Si discute ovunque sul destino della Ciminiera della ex Italcementi ed il rischio è quello che vengano assunte decisioni che potrebbero prevaricare la sensibilità della Cittadinanza trascurando la Storia e l’Amore per la nostra Senigallia. Non mi sembra opportuno continuare ad assumere atteggiamenti di colpevole silenzio ed attesa rispetto a posizioni da assumere con urgenza e chiarezza. Non possono proliferare funeste ipotesi di demolizione della ciminiera fondate su mai accertate condizioni di precarietà della struttura o su improprie preoccupazioni finanziarie.

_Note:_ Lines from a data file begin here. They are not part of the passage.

Issue #1673, opened 2023-12-14
Dashboard: coingecko API being rate-limited


alalonde:
### What happened?

We're getting frequent 429s when fetching SEED price

### What did you expect to happen?

200s

### How can we reproduce the problem (as minimally as possible)?

Go to your dashboard on a PR deployment or test or production 

### Is there anything else we need to know?

Some potential solutions:
- Pay coingecko for a higher rate limit
- switch token price API providers
- Proxy the query through Hasura and cache it daily

Seroxdesign:
Proxying the query is a good idea. Coingecko costs 100$ a month and all other API providers will eventually have us run into the same issues.

PR #1679, opened 2023-12-21
Only fetch data from coingecko once

alalonde:
Addresses #1673


Udit-takkar (approved):
LGTM. Tested and works fine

Chiunque immagini che si possa cancellare e dimenticare la Storia della Italcementi Sacelit (gli Albergatori di Senigallia, solo per fare un esempio) deve avere motivate, chiare ed ineludibili risposte da parte della Pubblica Amministrazione di questa Città; queste risposte sembrano già tardive. Plaudo quindi all’intervento di qualche tempo fa della Presidente della Provincia di Ancona Patrizia Casagrande Esposto, seppur espresso a titolo personale, la quale si è dichirata contraria all’abbattimento della ciminiera, anche nel ricordo chi “in quella fabbrica ha trascorso una vita tra sudore e cemento “ Ricordo anche quanto ebbe a scivere il Prof. Lanfranco Bertolini, già Assessore all’Urbanistica del Comune di Senigallia, nel suo libro “l Ciment a Senigallia 2 – album fotografico” del dicembre 2007, dedicato “a ricordo di tutti coloro che con diverse mansioni e con grande spirito di sacrificio lavorarono negli opifici Italcementi-Sacelit e in particolare delle persone che persero la vita per malattie professionali o infortunio”.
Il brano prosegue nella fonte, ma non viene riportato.